Issue #470, opened 2016-11-09
firewall rules for faf-ice-adapter.exe


muellni:
Create Windows firewall rules to allow all incoming connections to faf-ice-adapter.exe during installation

muellni:
I'll resolve this by triggering the firewall dialog on client startup, so it doesn't become hidden behind the game

sikoragmbh:
The client now triggers the `reserveRelays` method, which triggers the firewall dialog after logging in with the client. This should be sufficient.

muellni:
The client now triggers the `reserveRelays` method, which triggers the firewall dialog after logging in with the client. This should be sufficient.

PR #484, opened 2016-11-14
470 fix installer firewall

muellni:
Fix for #470


muellni:
Not working yet...

muellni:
Still can't get it working

muellni:
https://sourceforge.net/p/cx-freeze/mailman/message/24474819/ says I'm doing it wrong: bdist_msi command in distutils is unable to run `install-script`.

muellni:
I'm a little bit afraid, that the bdist_msi installer option `--install-script` is not working at all or not with the version we use. 
You can create a `fafinst.log` log file using `msiexec /i "Forged Alliance Forever-0.11.60-win32.msi" /L*v fafinst.log`

PR #495, opened 2016-11-17
fix 'View Replays in Vault' change to 'Online Vault' Tab in Replays

GrotheFAF:
fixes (2nd point in) #414

- [x] Code has tests

- [x] Rebase onto develop
- [x] Add changelog entry

### DIFF
--- a/src/chat/chatter.py
+++ b/src/chat/chatter.py
@@ -384,6 +384,7 @@ class Chatter(QtGui.QTableWidgetItem):
     @QtCore.pyqtSlot()
     def viewVaultReplay(self):
         """ see the player replays in the vault """
+        self.lobby.client.replays.setCurrentIndex(2)  # focus on Online Fault
         self.lobby.client.replays.mapName.setText("")
         self.lobby.client.replays.playerName.setText(self.name)
         self.lobby.client.replays.minRating.setValue(0)
--- a/changelog.md
+++ b/changelog.md
@@ -37,7 +37,8 @@
     - Add Button 'Refresh Recent List'/'Reset Search to Recent'
     - Add Checkbox to enable Automatic Refresh (old behavior)
     - Add Label 'Searching...' while waiting for server
-    - Change 'Min rating' steps to 100 
+    - Change 'Min rating' steps to 100
+* Fix 'View Replays in Vault' change to 'Online Vault' Tab (#495)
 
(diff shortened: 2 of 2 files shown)


src/chat/chatter.py
```diff
@@ -387,6 +387,7 @@ def viewReplay(self):
     @QtCore.pyqtSlot()
     def viewVaultReplay(self):
         """ see the player replays in the vault """
+        self.lobby.client.replays.setCurrentIndex(2)  # focus on Online Fault
```
duk3luk3, line 387: Is there a reason this isn't grouped with the `self.lobby.client.mainTabs.setCurrentIndex` call?

duk3luk3:
Tested, does what it says.

Before this change: Selecting "View Replays in Vault" in a chat member's context menu switched to whatever Replay Vault Tab was selected last. 
After: It always switches to the "Online Vault" Tab so you can actually see what you wanted to see.

In the future, please put a description like this into PRs.

src/chat/chatter.py
GrotheFAF: the logic behind being first is: 1.get there, 2. do stuff.

duk3luk3: but then `self.lobby.client.mainTabs.setCurrentIndex` should also be part of "get there", shouldn't it?

GrotheFAF: well, if I would have moved the line, then the question would have been why I move the line.
I can't win here.

duk3luk3: Where do you think the line should be?

GrotheFAF: Question of taste, does it matter?

duk3luk3: you said yourself that it should be "1. get there, 2. do stuff".

GrotheFAF: so?

GrotheFAF: again, does it matter?

Wesmania: `self.lobby.client.mainTabs.setCurrentIndex` switches client tab to the replays tab, it's conceptually different than setting up the replay tab. It's fine the way it is, go ahead and merge it.

duk3luk3:
Please rebase and add changelog entry.

PR #497, opened 2016-11-17
fix duration for live games in Replays

GrotheFAF:
Initial PR:

- [ ] Code has tests

- [ ] Rebase onto develop
- [ ] Add changelog entry

### DIFF
--- a/src/replays/replayitem.py
+++ b/src/replays/replayitem.py
@@ -248,7 +248,9 @@ class ReplayItem(QtGui.QTreeWidgetItem):
                     if self.winner is not None:  # FFA in rows: Win ... Lose ....
                         teams += self.FORMATTER_REPLAY_FFA_SPOILED.format(winner=winnerHTML, players=players)
                     else:
-                        if self.teamWin == team:
+                        if "playing" in self.duration:
+                            teamTitle = "Playing"
+                        elif self.teamWin == team:
                             teamTitle = "Win"
                         else:
                             teamTitle = "Lose"
--- a/src/replays/replayitem.py
+++ b/src/replays/replayitem.py
@@ -126,9 +126,9 @@ class ReplayItem(QtGui.QTreeWidgetItem):
         if message['end'] == 4294967295:  # = FFFF FFFF (year 2106) aka still playing
             seconds = time.time()-message['start']
             if seconds > 86400:  # more than 24 hours
-                self.duration = str(int(seconds/86400)) + " days<br />&nbsp;! error !"
+                self.duration = "<font color='darkgrey'>end time<br />&nbsp;missing</font>"
             elif seconds > 7200:  # more than 2 hours
-                self.duration = time.strftime('%H:%M:%S', time.gmtime(seconds)) + "<br />? error ?"
+                self.duration = time.strftime('%H:%M:%S', time.gmtime(seconds)) + "<br />?playing?"
             elif seconds < 300:  # less than 5 minutes
                 self.duration = time.strftime('%H:%M:%S', time.gmtime(seconds)) + "<br />&nbsp;<font color='darkred'>playing</font>"
                 self.live_delay = True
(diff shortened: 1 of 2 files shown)


src/replays/replayitem.py
```diff
@@ -122,7 +122,18 @@ def update(self, message, client):
...
         self.name      = message["name"]
         self.mapname   = message["map"]
-        self.duration  = time.strftime('%H:%M:%S', time.gmtime(message["duration"]))
+        if message['end'] == 4294967295:  # = FFFF FFFF (year 2106) aka still playing
+            seconds = time.time()-message['start']
+            if seconds > 86400:  # more than 24 hours
+                self.duration = str(int(seconds/86400)) + " days<br />&nbsp;! error !"
+            elif seconds > 7200:  # more than 2 hours
+                self.duration = time.strftime('%H:%M:%S', time.gmtime(seconds)) + "<br />? error ?"
+            elif seconds < 300:  # less than 5 minutes (color darkred is used as flag in onlineTreeDoubleClicked)
```
duk3luk3: Don't use that as a flag, define an actual flag.

src/replays/replayitem.py
```diff
@@ -122,7 +122,18 @@ def update(self, message, client):
         
         self.name      = message["name"]
         self.mapname   = message["map"]
-        self.duration  = time.strftime('%H:%M:%S', time.gmtime(message["duration"]))
+        if message['end'] == 4294967295:  # = FFFF FFFF (year 2106) aka still playing
+            seconds = time.time()-message['start']
+            if seconds > 86400:  # more than 24 hours
+                self.duration = str(int(seconds/86400)) + " days<br />&nbsp;! error !"
```
duk3luk3: If you think something is an error, raise an exception / log it / tell the user with a dialog. Don't do something like this.

src/replays/replayitem.py
```diff
@@ -122,7 +122,18 @@ def update(self, message, client):
...
+            elif seconds > 7200:  # more than 2 hours
+                self.duration = time.strftime('%H:%M:%S', time.gmtime(seconds)) + "<br />? error ?"
```
duk3luk3: Same goes for this one obviously.

duk3luk3 (changes requested):
Thanks for the PR, please fix the things I commented on.

src/replays/replayitem.py
GrotheFAF: this is a replay information. no use alarming anyone

src/replays/replayitem.py
GrotheFAF: this is a replay information. no use alarming anyone

src/replays/replayitem.py
GrotheFAF: that is an actual flag, but if you insist.

src/replays/replayitem.py
duk3luk3: if you don't want to alarm people, why are you putting "! error !" there? I agree that it's not a critical problem for the client that should lead to the client shutting down, but putting "! error !" or "? error ?" into the display just sucks.

GrotheFAF: so what do you suggests?

duk3luk3: log a warning, but otherwise ignore it.

GrotheFAF: what would be the purpose of that?

duk3luk3: It will be in the log in case it causes problems somewhere else (say, someone tries to launch the live replay and it doesn't work because it's invalid - we'd see that in the log and could check if it's related)

GrotheFAF: that is beside purpose here. I want to inform the user.
I could reduce it to stating the fact 'no endtime'.

duk3luk3 (approved):

duk3luk3:
Please rebase this and I'll merge it

GrotheFAF:
rebased.

PR #528, opened 2016-12-16
fix whatsnew

### LINKED ISSUE #524: Use new website
Website has been switched over, 'What's new' tab and other things need to be pointed there now.

muellni:
Fix #524 by installing required SSL dlls and setting the Whatsnew-URL


duk3luk3:
TODO:

* make whatsnew url not hardcoded
* add debug logging?

Will try to do that on the weekend.

PR #529, opened 2016-12-16
fix #523 by checking the WMI service and show error messages accordingly

### LINKED ISSUE #523: uid-check needs the WMI service running on Windows
On Windows the uid-check (by `uid.dll` or `faf-uid.exe`) needs the `Windows Management Instrumentation` service running/usable  to query system information. The client would better check the service with code like
```
try: 
    win32serviceutil.QueryServiceStatus('Winmgmt')
except:
    print "Windows service not installed"
```
to inform the user about a bad system state. Otherwise all the user's system attributes would become "invalid" and he'd be flagged as smurf.
See https://github.com/FAForever/uid/issues/7 .

muellni:
fix #523

### DIFF
--- a/src/util/__init__.py
+++ b/src/util/__init__.py
@@ -4,10 +4,13 @@ import subprocess
 import getpass
 from ctypes import *
 
-from PyQt4.QtGui import QDesktopServices
+from PyQt4.QtGui import QDesktopServices, QMessageBox
 
 from config import Settings
 from PyQt4.QtGui import QDesktopServices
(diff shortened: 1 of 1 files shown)


duk3luk3:
I you rebase this on top of ef44cef03e395617bbaa0e6939c967245382138e I will ff-merge it before pushing it into develop.

muellni:
I rebased it on 12abf2393810be9daf372003ce9663e02e105e67 hope that's what you wanted...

━━━━━━━━━━━━━━━━

* _Exercise brief_
Each line from the first line of the entries up to and including the line containing "- Add Label" should be transcribed exactly, with all other lines left out.

* _Written solution_
Issue #470, opened 2016-11-09
firewall rules for faf-ice-adapter.exe


muellni:
Create Windows firewall rules to allow all incoming connections to faf-ice-adapter.exe during installation

muellni:
I'll resolve this by triggering the firewall dialog on client startup, so it doesn't become hidden behind the game

sikoragmbh:
The client now triggers the `reserveRelays` method, which triggers the firewall dialog after logging in with the client. This should be sufficient.

muellni:
The client now triggers the `reserveRelays` method, which triggers the firewall dialog after logging in with the client. This should be sufficient.

PR #484, opened 2016-11-14
470 fix installer firewall

muellni:
Fix for #470


muellni:
Not working yet...

muellni:
Still can't get it working

muellni:
https://sourceforge.net/p/cx-freeze/mailman/message/24474819/ says I'm doing it wrong: bdist_msi command in distutils is unable to run `install-script`.

muellni:
I'm a little bit afraid, that the bdist_msi installer option `--install-script` is not working at all or not with the version we use. 
You can create a `fafinst.log` log file using `msiexec /i "Forged Alliance Forever-0.11.60-win32.msi" /L*v fafinst.log`

PR #495, opened 2016-11-17
fix 'View Replays in Vault' change to 'Online Vault' Tab in Replays

GrotheFAF:
fixes (2nd point in) #414

- [x] Code has tests

- [x] Rebase onto develop
- [x] Add changelog entry

### DIFF
--- a/src/chat/chatter.py
+++ b/src/chat/chatter.py
@@ -384,6 +384,7 @@ class Chatter(QtGui.QTableWidgetItem):
     @QtCore.pyqtSlot()
     def viewVaultReplay(self):
         """ see the player replays in the vault """
+        self.lobby.client.replays.setCurrentIndex(2)  # focus on Online Fault
         self.lobby.client.replays.mapName.setText("")
         self.lobby.client.replays.playerName.setText(self.name)
         self.lobby.client.replays.minRating.setValue(0)
--- a/changelog.md
+++ b/changelog.md
@@ -37,7 +37,8 @@
     - Add Button 'Refresh Recent List'/'Reset Search to Recent'
     - Add Checkbox to enable Automatic Refresh (old behavior)
     - Add Label 'Searching...' while waiting for server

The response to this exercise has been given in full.